- Environmental oxidative stress such as air pollution or light-induced oxidative stress are negative factors that promote retinal cell damage and/or death. 

- Intrinsic response to oxidative stress which is mainly caused by: I) inflammation and glyosis, II) endoplasmic reticulum stress and, III) high metabolic rate of the retina.

Oxidative stress impacts on autophagy and mitophagy, increases retinal lipid peroxidation, and induces DNA damage and mutations, being considered a pathological environmental trigger of prevalent multifactorial visual disorders, such as glaucoma, age-related macular degeneration (AMD), diabetic retinopathy (DR) and retinal inflammation. On the other hand, pathogenic genetic mutations on genes involved in oxidative stress response and cell protection are causative of rare retinal diseases, such as retinitis pigmentosa (RP) and Leber hereditary optic neuropathy (LHON). Therefore, oxidative stress caused by exogenous noxious stimuli and/or misfunction of endogenous protective pathways contribute to inherited retinal dystrophies and leads to an accelerated progression of retinal neurodegeneration. 

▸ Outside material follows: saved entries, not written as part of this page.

PR #8839, opened 2020-09-05
SPU: Fix acquiring reservation locks on DMA consists of multiple cache lines (Accurate DMA)

elad335:
Sigh... forgot to increment `eal` after each sub-transfer so it tried to acquire the lock of the same address everytime even though we progressed on execution.
The testcase only ever uses 1 cache line so I din't notice that it was broken.
Should also improve the performance of each sub-tranfers as their size can be greater now (the proper size).
Much less spam of LWARX/LDARX took too long on TSX path with Accurate DMA because of it.


nitroos-ai:
Crashes in linux (Lubuntu 20.04) with error 'Segfault reading location'.
Works fine in windows 10.
[RPCS3.log.gz](https://github.com/RPCS3/rpcs3/files/5178909/RPCS3.log.gz)

PR #8847, opened 2020-09-07
cellMsgDialog: Convert todo -> warning for cellMsgDialogOpen and cellMsgDialogOpenSimulViewWarning

bevanweiss:
This still forwards to cellMsgDialogOpen2, but recreates the button flags
based upon what is supported from testing of cellMsgDialogOpen2.

For the documented inputs this matches PS3, for undocumented input values
the PS3 appears to just ignore them, which this will also do.

Added text for SimulView also, whilst current behaviour doesn't exactly
match PS3, I believe that it's likely what we would want, differences are:
* PS3 text is not skippable
* PS3 text has TM characters, which I was unable to replicate in rpcs3

### DIFF
--- a/rpcs3/Emu/Cell/Modules/cellMsgDialog.cpp
+++ b/rpcs3/Emu/Cell/Modules/cellMsgDialog.cpp
@@ -340,9 +340,24 @@ error_code cellMsgDialogOpen2(u32 type, vm::cptr<char> msgString, vm::ptr<CellMs
 
 error_code cellMsgDialogOpen(u32 type, vm::cptr<char> msgString, vm::ptr<CellMsgDialogCallback> callback, vm::ptr<void> userData, vm::ptr<void> extParam)
 {
-	// Note: This function needs proper implementation, solve first argument "type" conflict with MsgDialogOpen2 in cellMsgDialog.h.
-	cellSysutil.todo("cellMsgDialogOpen(type=0x%x, msgString=%s, callback=*0x%x, userData=*0x%x, extParam=*0x%x)", type, msgString, callback, userData, extParam);
-	return cellMsgDialogOpen2(type, msgString, callback, userData, extParam);
+	cellSysutil.warning("cellMsgDialogOpen(type=0x%x, msgString=%s, callback=*0x%x, userData=*0x%x, extParam=*0x%x)", type, msgString, callback, userData, extParam);
+
+	// PS3 testing indicated that cellMsgDialogOpen does have quite a few differences in regards to the YesNo selection, plus is only a subset of Open2 functionality
+	// The easiest way is to just bit test these, and set the corresponding flags for the cellMsgDialogOpen2 function
+	u32 msg_dialog_open2_type = 0;
+
+	if (type & CELL_MSGDIALOG_DIALOG_TYPE_NORMAL)
+		msg_dialog_open2_type |= CELL_MSGDIALOG_TYPE_SE_TYPE_NORMAL;
+
+	if (type & CELL_MSGDIALOG_BUTTON_TYPE_YESNO)
+	{
+		msg_dialog_open2_type |= CELL_MSGDIALOG_TYPE_BUTTON_TYPE_YESNO;
+
+		if (type & CELL_MSGDIALOG_DEFAULT_CURSOR_NO )
+			msg_dialog_open2_type |= CELL_MSGDIALOG_TYPE_DEFAULT_CURSOR_NO;
+	}
+
+	return cellMsgDialogOpen2(msg_dialog_open2_type, msgString, callback, userData, extParam);
 }
 
 error_code cellMsgDialogOpenErrorCode(u32 errorCode, vm::ptr<CellMsgDialogCallback> callback, vm::ptr<void> userData, vm::ptr<void> extParam)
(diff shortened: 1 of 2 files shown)


elad335:
Have you reveresd engineered it?

Megamouse:
If I recall correctly then the old api has different uses for those bits.
So I doubt that simply passing them on is the correct approach here.

Megamouse:
Btw, I don't think that english sentences start with lowercase 🤓

Megamouse:
I think this should stay a simple passthrough. Back when I wrote the comment I thought the flags for the dialog type were profoundly different.
But I just found the proper values and they fit into the existing pattern (albeit not as extensive).
I think that - at least on the latest firmware - there is no difference between the two functions.
So zeroing the reserved areas will most likely cause regressions, unless you can find actual code (or write a test) that proves it.

bevanweiss:
I've got a bit of a test for it, but running into a few problems getting said test .self executing on my test rig.
SpuTest compiled fresh executes ok, so I think my toolchain is fine, but I guess I'm missing something in my code.
Any other traps to consider when building code to target the PS3? I'll have another look at it tonight.

Megamouse:
Which test.

bevanweiss:
> Which test.

A modified msgdialog sample application, run on a PS3, and against rpcs3 (with the modified logic).

Megamouse:
care to share?

rpcs3/Emu/Cell/Modules/cellMsgDialog.cpp
```diff
@@ -340,9 +340,21 @@ error_code cellMsgDialogOpen2(u32 type, vm::cptr<char> msgString, vm::ptr<CellMs
...
-	// Note: This function needs proper implementation, solve first argument "type" conflict with MsgDialogOpen2 in cellMsgDialog.h.
-	cellSysutil.todo("cellMsgDialogOpen(type=0x%x, msgString=%s, callback=*0x%x, userData=*0x%x, extParam=*0x%x)", type, msgString, callback, userData, extParam);
-	return cellMsgDialogOpen2(type, msgString, callback, userData, extParam);
+	cellSysutil.warning("cellMsgDialogOpen(type=0x%x, msgString=%s, callback=*0x%x, userData=*0x%x, extParam=*0x%x)", type, msgString, callback, userData, extParam);
+
+	// PS3 testing indicated that cellMsgDialogOpen does have quite a few differences in regards to the YesNo selection, plus is only a subset of functionality
+	// The easiest way is to just bittest these, and set the corresponding bits for the cellMsgDialogOpen2 function
+	u32 msg_dialog_open2_type = 0;
+	if (type & CELL_MSGDIALOG_DIALOG_TYPE_NORMAL)
+		msg_dialog_open2_type |= CELL_MSGDIALOG_TYPE_SE_TYPE_NORMAL;
```
Megamouse, line 349: this type of formatting is not really readable.
This function is small enough to add some newlines after each expression or scope

bevanweiss:
> care to share?

It has a few copyright lines at the top, so I can't really just post the source.  It was three executables (just modifications of the same source).

The original, which used cellMsgDialogOpen2, a modified version which replaced them with cellMsgDialogOpen (whilst leaving the arguments the same, i.e. wrong), and another modified version which used cellMsgDialogOpen, but swapped out the arguments (where relevant) for the bit pattern which matched cellMsgDialogOpen.
And tested against a 4.84 firmware.

rpcs3/Emu/Cell/Modules/cellMsgDialog.cpp
```diff
@@ -340,9 +340,23 @@ error_code cellMsgDialogOpen2(u32 type, vm::cptr<char> msgString, vm::ptr<CellMs
...
+	// The easiest way is to just bittest these, and set the corresponding bits for the cellMsgDialogOpen2 function
+	u32 msg_dialog_open2_type = 0;
+
+	if (type & CELL_MSGDIALOG_DIALOG_TYPE_NORMAL)
+		msg_dialog_open2_type |= CELL_MSGDIALOG_TYPE_SE_TYPE_NORMAL;
+
+	if (type & CELL_MSGDIALOG_BUTTON_TYPE_YESNO)
+	{
+		msg_dialog_open2_type |= CELL_MSGDIALOG_TYPE_BUTTON_TYPE_YESNO;
+		if (type & CELL_MSGDIALOG_DEFAULT_CURSOR_NO )
```
Megamouse, line 355: same here if it's not too much of a hassle please

Megamouse:
What we basically wanna see is a tty log with input values, function calls and resulting error codes.
This makes it transparent to each reviewer.

You don't have to paste the entire source here.
Although it would be nice if you could add them in some form to some repo.

rpcs3/Emu/Cell/Modules/cellMsgDialog.h
```diff
@@ -54,6 +54,17 @@ enum : s32
 	CELL_MSGDIALOG_BUTTON_ESCAPE  = 3,
 };
 
+// Only for use with the cellMsgDialogOpen function
+enum : u32
+{
+	CELL_MSGDIALOG_DIALOG_TYPE_ERROR = 0 << 0,
```
Megamouse, line 60: can you also indent these as seen in the  enum above?
Makes it easier to read and also consistent in style.

bevanweiss:
> What we basically wanna see is a tty log with input values, function calls and resulting error codes.
> This makes it transparent to each reviewer.
> 
> You don't have to paste the entire source here.
> Although it would be nice if you could add them in some form to some repo.

It wasn't TTY based (well I didn't look at the TTY output, and the samples tend to note focus heavily on that), it was visual comparison on the PS3 vs rpcs3.
I never did get the code that I originally had to run, but the sample code went through all the dialog options, so it was easier to just use that, and tweak it for the direct swap Open2->Open, and then for the proper argument Open.

rpcs3/Emu/Cell/Modules/cellMsgDialog.h
```diff
@@ -54,6 +54,17 @@ enum : s32
 	CELL_MSGDIALOG_BUTTON_ESCAPE  = 3,
 };
 
+// Only for use with the cellMsgDialogOpen function
+enum : u32
+{
+	CELL_MSGDIALOG_DIALOG_TYPE_ERROR	= 0 << 0,
```
Megamouse, line 60: use spaces, not tabs

rpcs3/Emu/Cell/Modules/cellMsgDialog.cpp
```diff
@@ -489,9 +504,10 @@ error_code cellMsgDialogAbort()
 
 error_code cellMsgDialogOpenSimulViewWarning(vm::ptr<CellMsgDialogCallback> callback, vm::ptr<void> userData, vm::ptr<void> extParam)
 {
-	cellSysutil.todo("cellMsgDialogOpenSimulViewWarning(callback=*0x%x, userData=*0x%x, extParam=*0x%x)", callback, userData, extParam);
+	cellSysutil.warning("cellMsgDialogOpenSimulViewWarning(callback=*0x%x, userData=*0x%x, extParam=*0x%x)", callback, userData, extParam);
```
Megamouse, line 507: this will not change after you changed the string. keep it on todo

bevanweiss: What would be left 'todo' about this function?

From the PS3 sample code (as executed on a PS3), it just displays the message 'dialog' warning, doesn't allow it to be skipped, and automatically closes it again after a number of seconds.
As noted in my PR comment, I don't believe we would want the "doesn't allow it to be skipped" part, so it does seem to fulfill what I would consider as 'our requirements' for the cellMsgDialoOpenSimulViewWarning function.

Megamouse: why would we not want it?
It's how it should behave. you don't know if some developers (or maybe even the utility) relied on a time frame or not.

bevanweiss: Ok, skip capability removed.

PR #8848, opened 2020-09-07
Patch manager update

Megamouse:
- Improves some layouts in the patch manager to mitigate issues with long strings.
- Adds a scrollarea to the Notes label.
- Adds a download button which downloads the latest official patch file and replaces your patch.yml if the checksum doesn't match.

Reuses some code from rpcs3 updater, so maybe there is a regression.

The old patch file will be backed up to patch.yml.old in case that you realize that you still had some custom stuff in the file.
This should hopefully not be the case, since you aren't supposed to touch that particular file anyway.

### DIFF
--- a/Utilities/bin_patch.cpp
+++ b/Utilities/bin_patch.cpp
@@ -98,19 +98,24 @@ static void append_log_message(std::stringstream* log_messages, const std::strin
 		*log_messages << message << std::endl;
 };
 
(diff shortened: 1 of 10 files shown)


Asinin3:
Patches downloaded well for me, and correctly prompted that they were already up to date when i tried to download again. I edited the file to change the hash and that worked also and renamed my old file to have `.old`.

It is missing the `All titles` spu mlaa patches but that seems to be more of an issue with the wiki not having them.

AniLeo (approved):
Green light from the database side, all good to go

PR #8852, opened 2020-09-07
rsx/gl: Refactoring and cleanup

kd-11:
Mostly a cleanup job after all the texture reworking that has been done recently.

- Fix incorrect memory requirement calculation for D32FS8X24_PACK64 data type on GL.
- Removes a lot of spaghetti code in GL backend from years of accumulation.
- Retires several now-useless methods from RSX util toolbox.


AniLeo:
Seems to work fine

PR #8863, opened 2020-09-08
Updates wolfssl and curl to official repos

RipleyTom:
Updates libcurl submodule to use official repo and updates to 7.72.0
Updates wolfssl submodule to use official repo and updates to latest(it was needed for a CMake fix).
Ensures windows/linux version wolfssl are built with same options.
Adds a USE_SYSTEM_WOLFSSL option to try to find package locally.

### DIFF
--- a/.gitmodules
+++ b/.gitmodules
@@ -65,11 +65,11 @@
 	ignore = dirty
 [submodule "3rdparty/curl"]
 	path = 3rdparty/curl
-	url = https://github.com/RipleyTom/curl.git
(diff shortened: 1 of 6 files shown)


bevanweiss:
Might need a command line override of the PlatformToolset
https://stackoverflow.com/questions/25026731/msbuild-inheriting-platform-toolset

RipleyTom:
Ready to merge I think though the USE_SYSTEM_WOLFSSL hasn't been tested but someone can fix that later if that doesn't work.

As the source and impact of ROS are different depending on the pathology, finding new therapies to avoid damaging ROS formation will be a step forward on preventing or slowing down the progression of these highly incapacitating blinding diseases, whether prevalent or rare. The strategies could be either to enhance the production of antioxidant enzymes, to reduce ROS, or to promote cytoprotective signaling pathways. As a complementary therapy, nutritional changes and diet supplementation with antioxidant properties may have protective effects on ROS produced in the progression of some retinal diseases, depending on the altered signaling pathway.

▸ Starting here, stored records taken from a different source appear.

PR #9817, opened 2021-02-21
Remove cpu_thread destructor

elad335:
And fix the last sleepy thread. (SPU LLVM Profiler)


Nekotekina:
Hmm, so vm::cleanup_unlock also becomes dead code

elad335:
thread_cleanup_t::cleanup() takes care of it in a better way.

Nekotekina:
I meant if it's dead you can remove it as well.

PR #9820, opened 2021-02-22
Do not require so much memory for RPCS3 at launch

elad335:
Fix reckless allocations from RAM memory of 1GB on Windows and 2GB on linux from our LLVM/ASMJIT memory manager.
Test carefully the amount of memory we can actually use for it without out of memory failures.

This is how such an Out Of Memory error looked like:
https://cdn.discordapp.com/attachments/277227681836302338/813320970114433024/IMG20210222160654.jpg

### DIFF
--- a/Utilities/JIT.cpp
+++ b/Utilities/JIT.cpp
@@ -17,15 +17,33 @@
 
 LOG_CHANNEL(jit_log, "JIT");
 
+static usz s_memory_limit = 0;
+
+[[noreturn]] void report_fatal_error(const std::string&);
+
 static u8* get_jit_memory()
 {
 	// Reserve 2G memory (magic static)
 	static void* const s_memory2 = []() -> void*
 	{
-		void* ptr = utils::memory_reserve(0x80000000);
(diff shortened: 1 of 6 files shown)


Nekotekina:
Way too many unnecessary changes. Looks like a smaller bug in memory_commit / memory_reset calls, which don't test for CAN_OVERCOMMIT.

MSuih:
For context; this thing started after some windows users reported getting windows error 0x5af from memory_commit when launching emulator. It's not a common thing, maybe related to some weird windows configurations, but it's something we could address.

Alternatively we could just keep the limits as-is and just show a proper error dialog for those cases.

Nekotekina:
There is no need to shrink memory_reserve, it looks like misunderstanding of what reserve actually does. Thus there is no need to make code start or data start dynamic.

elad335:
Fixed.

Nekotekina:
You chose a bad place to test for available memory... Please check it somewhere after SetProcessWorkingSetSize to remain windows-specific.

PR #9822, opened 2021-02-22
Add Harmonix Pro-Drum Kit

Megamouse:
Alternative to #9804


yupitsnate:
@Megamouse is there a way I can help trouble shoot adding support for the MIDI Pro adapter for RPCS3?

PR #9826, opened 2021-02-22
overlays: Fix frametime graph spikes

Megamouse:
- The frametime_timer was restarted at the end of the update method, instead of immediately after reading its value.
This means that the frametime was lower than expected when an expensive task was executed in-between.
The main culprit for the spikes is the `get_thread_count` method, which is very slow on windows at least.
It takes a couple of ms and therefore caused a decrease in elapsed_time for one cycle.

- The perf_metrics_overlay didn't handle the visible flag properly. So let's return an empty compiled_resource in get_compiled.

- Fixed a division by 0 that could cause some random inf to suddenly appear and mess up the graph.

- Fixed the body size. It was wrong for a brief period initially and after each detail level settings change.
The body was lagging behind the text. This was fixed by calling an updated version of init() on settings change.
This introduced spikes in the frametime graph, so the data had to become members and m_force_update was adjusted to not interfere with data aquisition.

### DIFF
--- a/Utilities/CPUStats.h
+++ b/Utilities/CPUStats.h
@@ -137,7 +137,7 @@ public:
 		DWORD const id = GetCurrentProcessId();
 
 		// then get a process list snapshot.
-		HANDLE const snapshot = CreateToolhelp32Snapshot(TH32CS_SNAPALL, 0);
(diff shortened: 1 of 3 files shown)


VelocityRa (approved):
👌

To sum up, oxidative stress by exogenous or endogenous agents damage the retina and the RPE, triggering apoptosis of photoreceptors and retinal ganglion cells. In prevalent diseases, such as AMD, glaucoma, and diabetic retinopathy, oxidative stress is a trigger of the pathologies, worsening the physiology of retinal cells and accelerating the progression of the disease. In rare genetic disorders, mutations in several causative genes cause metabolic distress and decrease cell resilience to oxidative stress, adding to the progressive attrition of photoreceptors and RGCs, eventually leading to blindness. We hypothesize that other IRD causative genes related to oxidative stress sensing and oxidative stress management, such as genes implicated in the control of autophagy, stress granule formation, or mitochondrial dynamics, will be identified in the near future, widening the landscape of genes and mutations that cause visual disorders. In addition to the more conventional gene therapy tailored to treat specific genetic defects, treatments addressed to increase cytoprotective signaling pathways in front of oxidative stress and to promote retinal cell resilience will provide new avenues to halt the progression of these blinding diseases and restore retinal homeostasis.